■ What you will do ■
Only lines below containing the string "TextEncoder" should be counted; please give that count by itself.

■ Stored data ■
★ ★ ★
Issue #2374, opened 2019-05-31
Plan to deprecate EdgeHTML support


saschanaz:
Microsoft won't replace the old Edge soon enough, likely to treat it like IE. We won't support it that long so probably we should get a plan to deprecate it.

So...

Remove Edge support and start using new APIs including `Array.prototype.flat`:

1. Now
1. After the new Edge gets its first stable release

I wanted to keep supporting Edge when we had no Chromium Edge, but now I have no strong opinion and my life will be completely okay without EdgeHTML support.

cc @marcoscaceres @sidvishnoi 

---

Collected from discussion below:

- [x] Replace `trimLeft`, `trimRight` (#2746)
- [x] Use `Object.fromEntries()` where applicable (#2761)
- [x] Use `Array@flat` (#2746)
- [x] Clipboard (#2762)
- [x] [utils@children](https://github.com/w3c/respec/blob/d3ca6fddfc944b7be9bffb27d059926b7e171a53/src/core/utils.js#L770-L796) (#2763)

sidvishnoi:
What are the pain points in supporting current Edge?

saschanaz:
For now the pain is small. Being forced to use `.trimLeft()` instead of `.trimStart()`, being unable to use `Object.fromEntries()` (some code uses `.reduce()` to do this), etc.

marcoscaceres:
I think just to be safe, let's wait until first stable. At least then we have a legitimate to drop support for old Edge, and people who run into trouble have an option to use it (without needing to switch browser vendors).

saschanaz:
One more pain: a polyfill is required to use `navigator.clipboard.writeText()`. (We already have one but anyway.)

sidvishnoi:
Another pain: 'TextEncoder' is not supported, causing entire xref to fail in Edge ([image](https://user-images.githubusercontent.com/8426945/61868793-ce21fd80-aef7-11e9-871e-da994ac38bda.png)). 
TextEncoder is [used in xref](https://github.com/w3c/respec/blob/develop/src/core/xref.js#L427) to create SHA based unique ids.
Version: Microsoft Edge 44.18362.1.0, Microsoft EdgeHTML 18.18362

We can use a polyfill, or use some other way to create hashes (or just deprecate EdgeHTML support :wink:)

marcoscaceres:
Xref is a W3C feature really, so I’d be fine with us ignoring Edge support.

sidvishnoi:
I guess we can drop old Edge now

[...]

PR #2761, opened 2020-02-19
refactor(core/override-config): use Object.fromEntries

sidvishnoi:
Closes https://github.com/w3c/respec/issues/2374

@saschanaz Do you remember any other instances where we can use Object.fromEntries?


sidvishnoi:
> maybe checking remaining .reduce uses?

All seem legitimate `.reduce` uses (other than we can use `for of` or something cleaner there).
★ ★ ★
■ Your response ■
2